## STUDY MATERIAL
PR #694, opened 2023-01-05
Move SPAM to unsigned build.

michaelcfanning:
@suvamM @EasyRhinoMSFT


EasyRhinoMSFT:
We should use the term "strong named" rather than "signed".

PR #695, opened 2023-01-05
Disable SEC101/001.HttpAuthorizationReuestHeader

HulonJenkins:
## Changes
Disabled SEC101/001.HttpAuthorizationReuestHeader due to timeouts being caused in PPE.
Also need to update SPMI.

Next steps are to investigate timeouts and reenable this rule with a fix.


Src/Plugins/Tests.Security/TestData/SecurePlaintextSecrets/ExpectedOutputs/SEC101_001.HttpAuthorizationRequestHeader.sarif
```diff
@@ -10,267 +10,14 @@
           "product": "Microsoft.TestHost",
           "fullName": "testhost 15.0.0.0",
           "version": "15.0.0.0",
-          "semanticVersion": "15.0.0",
-          "rules": [
-            {
-              "id": "SEC101/001",
```
suvamM, line 16: @HulonJenkins Why do we need to remove this? Isn't it enough to just remove the rule from the plug-in?

suvamM (changes requested):

Src/Plugins/Tests.Security/TestData/SecurePlaintextSecrets/ExpectedOutputs/SEC101_001.HttpAuthorizationRequestHeader.sarif
michaelcfanning: We leave this shell because we plan to re-enable the rule. Currently, the supporting rule test input is still being assessed (with no results because the rule is gone).

michaelcfanning (approved):
:shipit:

suvamM (approved):

PR #700, opened 2023-01-17
Actually disable SEC101/029

HulonJenkins:
## Changes
Disable SEC101/029.AlibabaCloudCredentials.
Update Debugging guide for clarity.
Update ReleaseHistory.md

* [ ] Added unit tests


suvamM (approved):

Src/ReleaseHistory.md
```diff
@@ -13,6 +13,7 @@
 - Rename `SEC101/050.IdentifiableNpmLegacyAuthorToken` to `SEC101/050.NpmIdentifiableAuthorToken` [#683](https://github.com/microsoft/sarif-pattern-matcher/pull/683)
 - Rename `SEC101/017.NpmAuthorToken` to `SEC101/017.NpmAuthorToken` [#683](https://github.com/microsoft/sarif-pattern-matcher/pull/683)
 - Rename `SEC101/006.GitHubPat` to `SEC101/006.GitHubLegacyPat` [#678](https://github.com/microsoft/sarif-pattern-matcher/pull/678)
+- Disable `SEC101/029.AlibabaCloudCredentials` [#700](https://github.com/microsoft/sarif-pattern-matcher/pull/700)
```
michaelcfanning, line 16: >AlibabaCloudCredentials [](http://example.com/codeflow?start=22&length=23)

Provide an explanation of why? Typically we would reference the exception that this rule is raising. Are you going to bring this check back? Think of it from the user standpoint.

Disable `SEC101/029.Alibaba` as it raises `XX` exceptions during validation producing messages such as `XXX`. These exceptions are caused by incompatibilities between the Alibaba supporting code and .net core 3.1 and 6.0. We should investigate restoring the rule when these dependencies are updated.

Src/ReleaseHistory.md
```diff
@@ -13,6 +13,9 @@
 - Rename `SEC101/050.IdentifiableNpmLegacyAuthorToken` to `SEC101/050.NpmIdentifiableAuthorToken` [#683](https://github.com/microsoft/sarif-pattern-matcher/pull/683)
 - Rename `SEC101/017.NpmAuthorToken` to `SEC101/017.NpmAuthorToken` [#683](https://github.com/microsoft/sarif-pattern-matcher/pull/683)
 - Rename `SEC101/006.GitHubPat` to `SEC101/006.GitHubLegacyPat` [#678](https://github.com/microsoft/sarif-pattern-matcher/pull/678)
+- Disable `SEC101/029.AlibabaCloudCredentials` which throws ScanErrors with message: 
+	"ValidationError:Could not load file or assembly 'AlibabaCloud.OpenApiClient, Version=0.1.4.0, Culture=neutral, PublicKeyToken=null' or one of its dependencies. A strongly-named assembly is required. (Exception from HRESULT: 0x80131044)"
```
michaelcfanning, line 17: >ValidationError [](http://example.com/codeflow?start=2&length=15)

What does this look like in the markdown view, did you check? I probably would have tried a block quote here, i.e., prefix the message with a >.

HulonJenkins: I already merged, but it just looks like text in double quotes. That is a good idea though.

## PROBLEM
Copy the entries exactly as they appear.

## RESPONSE AREA
PR #694, opened 2023-01-05
Move SPAM to unsigned build.

michaelcfanning:
@suvamM @EasyRhinoMSFT


EasyRhinoMSFT:
We should use the term "strong named" rather than "signed".

PR #695, opened 2023-01-05
Disable SEC101/001.HttpAuthorizationReuestHeader

HulonJenkins:
## Changes
Disabled SEC101/001.HttpAuthorizationReuestHeader due to timeouts being caused in PPE.
Also need to update SPMI.

Next steps are to investigate timeouts and reenable this rule with a fix.


Src/Plugins/Tests.Security/TestData/SecurePlaintextSecrets/ExpectedOutputs/SEC101_001.HttpAuthorizationRequestHeader.sarif
```diff
@@ -10,267 +10,14 @@
           "product": "Microsoft.TestHost",
           "fullName": "testhost 15.0.0.0",
           "version": "15.0.0.0",
-          "semanticVersion": "15.0.0",
-          "rules": [
-            {
-              "id": "SEC101/001",
```
suvamM, line 16: @HulonJenkins Why do we need to remove this? Isn't it enough to just remove the rule from the plug-in?

suvamM (changes requested):

Src/Plugins/Tests.Security/TestData/SecurePlaintextSecrets/ExpectedOutputs/SEC101_001.HttpAuthorizationRequestHeader.sarif
michaelcfanning: We leave this shell because we plan to re-enable the rule. Currently, the supporting rule test input is still being assessed (with no results because the rule is gone).

michaelcfanning (approved):
:shipit:

suvamM (approved):

PR #700, opened 2023-01-17
Actually disable SEC101/029

HulonJenkins:
## Changes
Disable SEC101/029.AlibabaCloudCredentials.
Update Debugging guide for clarity.
Update ReleaseHistory.md

* [ ] Added unit tests


suvamM (approved):

Src/ReleaseHistory.md
```diff
@@ -13,6 +13,7 @@
 - Rename `SEC101/050.IdentifiableNpmLegacyAuthorToken` to `SEC101/050.NpmIdentifiableAuthorToken` [#683](https://github.com/microsoft/sarif-pattern-matcher/pull/683)
 - Rename `SEC101/017.NpmAuthorToken` to `SEC101/017.NpmAuthorToken` [#683](https://github.com/microsoft/sarif-pattern-matcher/pull/683)
 - Rename `SEC101/006.GitHubPat` to `SEC101/006.GitHubLegacyPat` [#678](https://github.com/microsoft/sarif-pattern-matcher/pull/678)
+- Disable `SEC101/029.AlibabaCloudCredentials` [#700](https://github.com/microsoft/sarif-pattern-matcher/pull/700)
```
michaelcfanning, line 16: >AlibabaCloudCredentials [](http://example.com/codeflow?start=22&length=23)

Provide an explanation of why? Typically we would reference the exception that this rule is raising. Are you going to bring this check back? Think of it from the user standpoint.

Disable `SEC101/029.Alibaba` as it raises `XX` exceptions during validation producing messages such as `XXX`. These exceptions are caused by incompatibilities between the Alibaba supporting code and .net core 3.1 and 6.0. We should investigate restoring the rule when these dependencies are updated.

Src/ReleaseHistory.md
```diff
@@ -13,6 +13,9 @@
 - Rename `SEC101/050.IdentifiableNpmLegacyAuthorToken` to `SEC101/050.NpmIdentifiableAuthorToken` [#683](https://github.com/microsoft/sarif-pattern-matcher/pull/683)
 - Rename `SEC101/017.NpmAuthorToken` to `SEC101/017.NpmAuthorToken` [#683](https://github.com/microsoft/sarif-pattern-matcher/pull/683)
 - Rename `SEC101/006.GitHubPat` to `SEC101/006.GitHubLegacyPat` [#678](https://github.com/microsoft/sarif-pattern-matcher/pull/678)
+- Disable `SEC101/029.AlibabaCloudCredentials` which throws ScanErrors with message: 
+	"ValidationError:Could not load file or assembly 'AlibabaCloud.OpenApiClient, Version=0.1.4.0, Culture=neutral, PublicKeyToken=null' or one of its dependencies. A strongly-named assembly is required. (Exception from HRESULT: 0x80131044)"
```
michaelcfanning, line 17: >ValidationError [](http://example.com/codeflow?start=2&length=15)

What does this look like in the markdown view, did you check? I probably would have tried a block quote here, i.e., prefix the message with a >.

HulonJenkins: I already merged, but it just looks like text in double quotes. That is a good idea though.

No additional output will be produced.